Construction and characterization of stable multi-species biofilms formed by nine core gut bacteria on wheat fiber

Abstract

Microbial aggregation mainly occurs on the intestinal epithelium, mucosal layer and undigested food particles in the gastrointestinal tract (GIT). Undigested food particles are usually insoluble dietary fiber (IDF), which can be easily obtained through daily diet, but there are few studies investigating whether the gut bacteria adhering to undigested food particles can form multi-species biofilms. In this study, we prepared mono- and multi-species biofilms using 18 core gut bacteria via a dynamic fermentation method, and it was found that multi-species composed of nine core gut bacteria (M9) showed the best biofilm formation ability. Cell counts of the nine bacteria in multi-species biofilms were 9.36, 11.85, 10.17, 9.93, 12.88, 11.39, 10.089, 9.06, and 13.21 Log₁₀ CFU mL⁻¹. M9 was tightly connected and regularly stacked on wheat fiber and had larger particle sizes than mono-species biofilms. M9 retained biofilm formation ability under pH and bile salt stresses. A human feces invasion experiment demonstrated that M9 can stably adhere to wheat fiber under the interference of complex gut bacteria, and the M9 multi-species biofilm had positions that can be filled by various gut bacteria.

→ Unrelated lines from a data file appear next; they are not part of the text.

PR #352, opened 2022-11-26
Fix "flagged text" string inconsistency.

Kazephil:
Fix for the discrepancy between "Flagged text" and "Remove text target" pointed out on the list by Manuel.


kosivantsov:
I've committed the proposed change to the SF repo

Kazephil:
Thank you!

PR #353, opened 2022-11-26
Remove doc expression about moses translator

miurahr:
## Pull request type

Documentation

## Which ticket is resolved?

N.A.

## What does this PR change?

- Remove table row of moses connector


miurahr:
merged into `master`

PR #356, opened 2022-11-28
Add Stax filters

t-cordonnier:
Jean-Christophe Helary asked me whenever it would be possible to include my StaX filters in the core of OmegaT. Here is the pull request where we try to do it.

## Pull request type

 [enhancement]

## What does this PR change?

Add new filters for the following formats:
- XLIFF 1.x
- XLIFF 2.x
- SDLXLIFF
- OpenXML

It also adds a global architecture to write filters for XML formats (distinct from filters3) and ZIP+XML (like OpenXML which is a zip containing XML files): with this architecture, we do direct StaX calls (https://en.wikipedia.org/wiki/StAX),
- inconvenience: the code is harder to read than the one in "filters3"
- advantage: during read of the source file, you can keep some extra data which are not part of the translatable segments (example: in OpenXML, the language which is declared in a distinct XML file)
- advantage: during write of the target file, you can do any change in the flow (example: adding a status attribute in target)

These filters are already known as StaX filters (http://185.13.37.79/?q=node/183) : the goal of the PR is to integrate them in the core of OmegaT.

What I include here is the release 2.0.6 of StaX filters: release 2.1 contains some added features which have less been tested and which are potentially controversial; the idea is to discuss them later.


miurahr:
@t-cordonnier Please fix SpotBugs violations.

miurahr (changes requested):
Need to fix the SpotBugs violations

t-cordonnier:
"Need to fix the SpotBugs violations"

Correction done, thanks for the alert I was concentrated on checkstyle and had not seen these ones.

miurahr:
Are there any test cases?

For XLIFF1 there is a test data.
It is important to test XLIFF2 filter with sample XLIFF2 data.

t-cordonnier:
I did not prepare unit tests. If needed that is an extra work. Maybe we could see with Manuel, he always has good test cases and said that he is implied in specification of XLIFF 2.

miurahr:
> For XLIFF1 there is a test data. 

I think it should pass all the current XLIFF1 test cases with Stax XLIFF1 filter.

I wandering when stax filter become genuine filter,  why not remove a current XLIFF1 mono language filter?
It is better that OmegaT community provide a current filter as a plugin for users who need an exact compatibility.

t-cordonnier:
> I think it should pass all the current XLIFF1 test cases with Stax XLIFF1 filter.

Logically this filter should cover almost all cases valid from the old filter, and additional ones. I will check when I have time.

> I wandering when stax filter become genuine filter, why not remove a current XLIFF1 mono language filter?

Decision would not be mine but I think this has already been discussed in the list: since compatibility is never ensured between two filters for the same format (always some differences almost with tags) the community will want to keep the old filter for people who continue to work with old documents.

Personally I would be in favour of moving all "filters3" old architecture to a plugin which only people working with old documents would really need (not yet, but almost after we can rewrite everything in Stax architecture, more modern). But again decision is not mine.

t-cordonnier:
> I think it should pass all the current XLIFF1 test cases with Stax XLIFF1 filter.
> 

I just did the test, in fact if I replace the filter in current test I have the following exception:
java.lang.NullPointerException
	at org.omegat.filters4.xml.xliff.Xliff1Filter.processStartElement(Xliff1Filter.java:105)

This error is **normal**: in the sample files present in the repository (/test/data/filters/xliff) all files contain almost one <trans-unit> without an id. But according to the specification this field is **REQUIRED**:
http://docs.oasis-open.org/xliff/v1.2/os/xliff-core.html#trans-unit
For that reason, I consider that this is not a bug in StaX filters but simply demonstration that old filter is more permissive against incorrect XLIFF files.

I will check if I can find examples conform to the specification and small enough to be used for tests. I remember there is such a set of files delivered with XLIFF 2 specification, or maybe I will use samples provided by Manuel

miurahr:
> This error is **normal**: in the sample files present in the repository (/test/data/filters/xliff) all files contain almost one without an id. But according to the specification this field is **REQUIRED**

Good catch. 
Could you update test expectations and cases that raise proper error or warning on wrong data, not NPE, and pass a test with correct data?

miurahr:
@t-cordonnier 
Current nightly has an improvement on plugin information handlings.
Could you rebase here on a  head of master?  And check  visibility on `Options>Prefereces..>plugins` dialog, when launching from installation? 

 The contents of plugin lists when launching from `./gradlew run`  are different from the case when installed launcher, because the former read `Plugins.properties` and the latter read jar `META-INF/MANIFEST.MF`.

You can check `MANIFEST.MF` contents that is generated into `build/tmp/jar/MANIFEST.MF`.

brandelune:
The current OmegaT XLIFF filter has been renamed "Monolingual XLIFF". It will stay in OmegaT until we take enough time to deprecate it, or we can decide to keep it for documented use cases.

Here is the thread:
https://sourceforge.net/p/omegat/mailman/omegat-development/thread/CABm46bbpSUHKaRs39yzyxz4rMMvPpz6PSf3Ob_ty48wH1evtVw%40mail.gmail.com/#msg37720772

t-cordonnier:
> Could you rebase here on a head of master? And check visibility on Options>Prefereces..>plugins dialog, when launching from installation?

I just added the info in Plugins.properties but I don't see where the change is supposed to appear in the UI, I let you check

t-cordonnier:
> > This error is **normal**: in the sample files present in the repository (/test/data/filters/xliff) all files contain almost one without an id. But according to the specification this field is **REQUIRED**
> 
> Good catch. Could you update test expectations and cases that raise proper error or warning on wrong data, **not NPE**, and pass a test with correct data?

I did not commit my unit tests yet since they are not finished. I continue to wok on it.

t-cordonnier:
Just added some unit tests, but not finished
Now after the test with XLIFF 2 I realize that I may have to review the behavior of the filter related to <sc> / <ec> specific markups. 
And I still have to add test showing translation working

miurahr:
I just find an example of XLIFF2 files at https://xmlpress.net/publications/xliff/examples/ which has permissive license.
Can we use it for test data?

t-cordonnier:
Not required, I finally use those from the specification (https://github.com/oasis-tcs/xliff-xliff-22/tree/master/xliff-21/test-suite)
I pushed yesterday some tests but it is not finished

miurahr:
> I finally use those from the specification (https://github.com/oasis-tcs/xliff-xliff-22/tree/master/xliff-21/test-suite) 

What a license of test data? I don't think it is compatible with GPL.

t-cordonnier:
Indeed the license written at https://github.com/oasis-tcs/xliff-xliff-22/blob/master/LICENSE.md does not seem very clear about what we are allowed to do with it: they seem more interested about saying how we are not allowed to contribute than about using the files.
In the README it is written "Content in this repository is intended to be part of the XLIFF TC's permanent record of activity, visible and freely available for all to use, " that remains vague.
However I could say the same about the link you sent to me, where the guy allows anybody to use it but "The only exception would be if you wish to sell or distribute the examples. " : if I use them in a Github, can't we consider that I am "distributing" the samples?

miurahr:
> However I could say the same about the link you sent to me, where the guy allows anybody to use it but "The only exception would be if you wish to sell or distribute the examples. " : if I use them in a GitHub, can't we consider that I am "distributing" the samples?

Only we can do is "a remote data" testing because authors does not allow a redistribution.

docs/index.html
```diff
@@ -35,7 +35,7 @@ <h1>OmegaT User Manual</h1>
 
     <tr>
         <td><a href="en/index.html">English</a></td>
-        <td>(<span class="out-of-date">4.3.1</span>)</td>
+        <td>(<span class="up-to-date">5.8.0</span>)</td>
```
miurahr, line 38: Please don't touch a document.

src/org/omegat/filters4/xml/openxml/MsOfficeFileFilter.java
```diff
@@ -115,6 +115,11 @@ private void defineDOCUMENTSOptions(Map<String, String> config) {
 
         TRANSLATABLE = Pattern.compile(DOCUMENTS);
     }
+    
+    public MsOfficeFileFilter() {
+        super();
+        defineDOCUMENTSOptions(new java.util.HashMap<String,String>()); // Define the documents to read
```
miurahr, line 121: Why don't import HashMap?

test/src/org/omegat/filters4/Xliff1FilterTest.java
```diff
@@ -0,0 +1,122 @@
...
+        });
+        System.err.println("Parsing file where trans-unit/@id is missing returns: "
+            + exception.getClass() + ": " + exception.getMessage());
+        assertTrue(exception.getMessage().contains("Missing attribute"));
+    }
+
+    @Test
+    public void testBilingual() throws Exception {
+        Map<String,String> result = new HashMap<String,String>();
+        Map<String,String> legacy = new HashMap<String,String>();
```
miurahr, line 70:
```suggestion
        Map<String,String> result = new HashMap<>();
        Map<String,String> legacy = new HashMap<>();
```

test/src/org/omegat/filters4/Xliff1FilterTest.java
```diff
@@ -0,0 +1,122 @@
...
+            java.util.Collections.emptyMap());
+        ParsedEntry firstEntry = entries.get(0);
+        assertEquals(firstEntry.id, "example_01");
+        assertEquals(firstEntry.path, "//interface.po");  // path is built with file name
+        ParsedEntry secondEntry = entries.get(1);
+        assertEquals("foo", secondEntry.source);
+        assertEquals("bar", secondEntry.translation);
+        ParsedEntry lastEntry = entries.get(entries.size() - 1);
+        assertEquals(lastEntry.id, "Added_1");  // next entry Added_2 is ignored as translate=no
+        assertEquals(lastEntry.path, "//interface.po/Group 3");  // path is built with file name and groups
```
miurahr, line 89:
```suggestion
        assertEquals("Added_1", lastEntry.id);  // next entry Added_2 is ignored as translate=no
        assertEquals("//interface.po/Group 3", lastEntry.path);  // path is built with file name and groups              
```

test/src/org/omegat/filters4/Xliff1FilterTest.java
```diff
@@ -0,0 +1,122 @@
...
+
+    @Test
+    public void testTranslation() throws Exception {
+        Xliff1Filter filter = new Xliff1Filter();
+        filter.translateFile(new File("test/data/filters/xliff/filters4-xliff1/en-xx.xlf"), 
+            outFile, java.util.Collections.emptyMap(), context,
+                new ITranslateCallback() {
+                    public String getTranslation(String id, String source, String path) {
+                        if ("Should translate in result.".equals(source)) {
+                            return "Devrait traduire dans le résultat.";
```
miurahr, line 100: Please escape non-ascii character here.

miurahr (changes requested):
There are a few place we can improve.

docs/index.html
t-cordonnier: OK but this is not really made by me: the problem is that build script always updates this file.
In DGT I had totally removed this file from the Git for this reason: maybe you have a better solution?

src/org/omegat/filters4/xml/openxml/MsOfficeFileFilter.java
t-cordonnier: Usually I work with a basic editor (Kate or Kwrite) so it does not automatically go to top in order to add the imports, as does Eclipse or Netbeans.
The checkstyle says nothing about this, so I did not consider it to be changed.
But I can do, if I find the time.

test/src/org/omegat/filters4/Xliff1FilterTest.java
t-cordonnier: OK, I must review  a little bit my tests (especially not finished for XLIFF 2), I will do the change.

t-cordonnier:
Just pushed corrected version, now all tests work

miurahr (approved):

brandelune:
I'll be working on the documentation. @t-cordonnier if there are documents that you think I could use, please send me pointers!

t-cordonnier:
I did not write a lot of documentation but you can look in DGT website
For OpenXML filter: http://185.13.37.79/?q=node/133
For XLIFF 1 and 2, I must explain that for my clients, the target was SDLXLIFF, while XLIFF 1 and 2 were only written as subsets. That is the reason why I documented only SDLXLIFF:
http://185.13.37.79/?q=/node/88

If you want more documentation, please point me out to the documentation of another filter, so that I can have an idea about your expectations.

brandelune:
What we have for the current "monolingual" XLIFF is the following:
https://doublet.jp/_omegat/en/chapter.appendices.html#file.filters.xliff

As for the MSO format we have this kind of format:
https://doublet.jp/_omegat/en/chapter.appendices.html#file.filter.microsoft

I checked what you have on the site and that does not give me a clear idea of how we could summarize that into the current "format".

If you could send me a draft of what you think is important, I could write the DocBook and integrate it.

brandelune:
Would it be possible to merge the code and then PR the doc?

t-cordonnier:
I have read your reference documents, they speak about the options available for each filter. My documents speak about other aspects - features which are not in other filters - that's the reason why they would not be in same location.

My filters for XLIFF and its variants currently do not have options at all. Not that I don't want it - it remains open for the future - but the actual behavior corresponds to what my clients wanted. Options will come when other users will ask for them.

My filter for Microsoft OpenXML currently has exactly the same options as the one which was already in OmegaT (in filters3). Of course there are differences between the filters but they are not yet about the options.

t-cordonnier:
> Would it be possible to merge the code and then PR the doc?

Not sure I understand what you mean. Now that all the tests are correct this PR seems ok to be merged, unless somebody says the contrary. And unless we find a good location where to put it (see previous message) I have nothing to add to the doc which could be in a separate PR.

brandelune:
> Not sure I understand what you mean. Now that all the tests are correct this PR seems ok to be merged, unless somebody says the contrary. And unless we find a good location where to put it (see previous message) I have nothing to add to the doc which could be in a separate PR.

I mean that _I_ prefer to write the doc as a separate action, so please go ahead with the merge.

miurahr:
I found missing regression test  for XLIFF1 and proposed in #416.
Please wait to merge #416 and my proposal of adding test case here.

t-cordonnier:
Let's note that #416 concerns only the monolingual filter - you should use this name instead of XLIFF1 to avoid ambiguity.
StaX filters implements status change but not yet a similar transition workflow, so I will not implement the same test.
These two PR could be independent, the only change I made related to monolingual filter is the fact that I changed the location of the sample files, because I partially re-use them in the tests for StaX filters.

I will wait, but not too long - Jean-Christophe now begins to become impatient...

brandelune:
> I will wait, but not too long - Jean-Christophe now begins to become impatient...

Not at all, really :-)

I just think we need to be able to have a "whole" 6.0 available as nightly for a while before the release (if only to leave the l10n team a bit of time to update the UI the the latest changes). And we're getting really close to that point.

miurahr:
I just merge master into here and add a regression test for XLIFF1Test.

miurahr:
@t-cordonnier could you add a test case in `Xliff1FilterTest.java` ?

```
    @Test
    public void testTranslationRFE1506() throws Exception {
        XLIFFFilterTest.checkXLiffTranslationRFE1506(new Xliff1Filter(), context, outFile, false);
    }
```

This will be passed.

t-cordonnier:
I added the test, and confirms that it works. I also left as comment the fact that NeedsTranslate is not implemented.

@miurahr @brandelune Is it ok to merge, now?

t-cordonnier:
ok, merge done in sourceforge, can close now. In case of new changes we open a new PR

miurahr:
@brandelune  Now we have merged staxfilter, with proper support for XLIFF 1.2 and 2.0, could you mind to call for test to users the Nightly with their live XLIFF files?
Also I'd like to ask you and @Kazephil to check documentation around XLIFF.

miurahr:
@t-cordonnier also could you check a behavior when user has already installed your stax filter as 3rd-party plugin?

brandelune:
https://github.com/omegat-org/omegat/issues/421

brandelune:
The plugin is properly registered in OmegaT (I can see it in the plugin list) but it does not appear in the file filters list *unless* I reinitialize the defaults, which I don't want since I have set parameters to some of my filters.

miurahr:
I'd like to be disabled monolingual xliff filter in default for 5.8/6.0. I'll be pushed another PR.
Also I'd like to i18n/l10n for filter names.

brandelune:
There are things to do that I would appreciate that you consider in your other PR, within what you think is possible:
- order the filters by alphabetical order by default
- order the filters by activated status
- disable all filters by default
- enable automatically the filters that are necessary in the project (in order of priority in the list)

I'll be working on the doc later this week. Thank you both for your work.

miurahr:
> * disable all filters by default
> * enable automatically the filters that are necessary in the project (in order of priority in the list)

Disable not all filters but duplicated one.

brandelune:
My idea was rather "only enable the filters that OmegaT needs when parsing the contents of /source". I think it is better in terms of UX than the current situation (and it removes issues with multiple filters that handle the same format).

Kazephil:
I don't know how easy it is to do, but I agree with Jean-Christophe.

From the user's point of view, it would be ideal if`:
- Only the filters required for the files in the current project are enabled.
- Those filters were sorted at the top of the list, in alphabetical order of filters used.
- The remaining list of disabled filters (including non-prioritized duplicate filters for the same file type) was in alphabetical order below that.

If that's difficult to implement, it could be something to add to the 6.1 or later wish list, though.

t-cordonnier:
Difficult or not, that is out of the scope of this PR, as it potentially concerns all filters not only StaX
Let's also not forget that the contents of /source can change in the lifecycle of a project: my clients liked the fact that they can delete/add files here while continuing to work on the same project. And the list of needed filters may change in this case.
There can also be multiple filters for a single format: which one is "needed" in this case? we must establish priorities

t-cordonnier:
> The plugin is properly registered in OmegaT (I can see it in the plugin list) but it does not appear in the file filters list _unless_ I reinitialize the defaults, which I don't want since I have set parameters to some of my filters.

Sounds like a problem in OmegaT itself, not in the StaX filters: should occur each time you introduce new filters after you made your configuration
You should probably open an RFE or a bug for this

miurahr:
> @miurahr I don't know how easy it is to do, but I agree with Jean-Christophe.
> 
> From the user's point of view, it would be ideal if`:
> 
> * Only the filters required for the files in the current project are enabled. 

It may be realized in 6.1.x.

> * Those filters were sorted at the top of the list, in alphabetical order of filters used.
> * The remaining list of disabled filters (including non-prioritized duplicate filters for the same file type) was in alphabetical order below that.
> 
> If that's difficult to implement, it could be something to add to the 6.1 or later wish list, though.

I've pushed a change that implement the proposal partially in #423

Metabolome results indicated that the M9 multi-species biofilm had more metabolic productions and more complex interspecies interactions than mono-species biofilms. This study provides a dynamic fermentation method to prepare multi-species biofilms on wheat fiber in vitro. It will also offer a research basis for clarifying whether gut bacteria can utilize IDF to form biofilm structures in vivo and the possible interspecific interactions and physiological functions of bacteria in biofilms.